This surname WILLIE is of two-fold origin. Firstly it was a locational name from any of various places so called. Those in Cheshire, Hereford, Shropshire and Warwickshire are named from the Old English word 'wilig' literally meaning willow and 'leah' meaning wood. In Surrey the name meant one who dwelt near the pagan temple. It was was also a baptismal name 'the son of William' an ancient and still used font name. Early records of the name mention Thomas Wyly, listed in the Yorkshire Poll Tax of 1379 and Thomas Willy appears in County Lancashire in the year 1400. Most of the European surnames in countries such as England, Scotland and France were formed in the thirteenth and fourteenth centuries. The process had started somewhat earlier and had continued in some places into the 19th century, but the norm is that in the tenth and eleventh centuries people did not have surnames, whereas by the fifteenth century most of the population had acquired a second name.
The earliest hereditary surnames in England are found shortly after the Norman Conquest of 1066 and are of Norman French origin rather than native English.

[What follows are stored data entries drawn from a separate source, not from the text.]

PR #115, opened 2015-08-27
Update MI page to work with declaration status

quis:
Declaration status has changed from being true false to:

- `null` if declaration wasn't started (first page wasn't saved)
- `"started"` if declaration was started but not complete
- `"complete"` if declaration is complete

This commit doesn't expose this difference to the user (we can consider this later) but keeps the stats working.

### DIFF
--- a/app/main/helpers/sum_counts.py
+++ b/app/main/helpers/sum_counts.py
@@ -9,7 +9,7 @@ def _sum_counts(stats, filter_by=None, sum_by='count'):
     return sum(
         statistic[sum_by] for statistic in stats
         if not filter_by or all(
-            statistic.get(key) == value
+            statistic.get(key) in value if isinstance(value, list) else statistic.get(key) == value
             for key, value in filter_by.items()
         )
     )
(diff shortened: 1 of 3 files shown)


app/main/helpers/sum_counts.py
```diff
@@ -9,7 +9,7 @@ def _sum_counts(stats, filter_by=None, sum_by='count'):
     return sum(
         statistic[sum_by] for statistic in stats
         if not filter_by or all(
-            statistic.get(key) == value
+            statistic.get(key) in value if isinstance(value, list) else statistic.get(key) == value
```
TheDoubleK: I know this is probably "Pythonic", but it might be clearer to split this logic up a bit if possible? It's making my brain hurt.

app/main/views/stats.py
```diff
@@ -41,19 +41,19 @@ def view_statistics(framework_slug):
...
                 'has_completed_services': False
             },
             'completed_services_only': {
-                'has_made_declaration': False,
+                'declaration_status': [None, 'started'],
                 'has_completed_services': True
             },
             'valid_submission': {
-                'has_made_declaration': True,
+                'has_made_declaration': 'complete',
```
TheDoubleK: Should this one also be `declaration_status` rather than `has_made_declaration`?

quis:
@TheDoubleK Is 5f230b64c497f2b9984ccdbb8ba980222fa8800c any better?

TheDoubleK:
Marginally ;)
:+1:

On the arrival of the Normans they identified themselves by references to the estates from which they came in northern France. These names moved rapidly on with their bearers into Scotland and Ireland. Others of the Norman Invaders took names from the estates in England which they had newly acquired.
Later instances of the name include Mary Willy who was baptised at St. Peter, Cornhill, London in the year 1568 and
Thomas Wlliams and Elizabeth Willey were married at Westminster, London in 1614.
The associated arms are recorded in Sir Bernard Burkes General Armory. Ulster King of Arms in 1884.
Registered at Houghton, Co. Northumberland. Granted in 1615.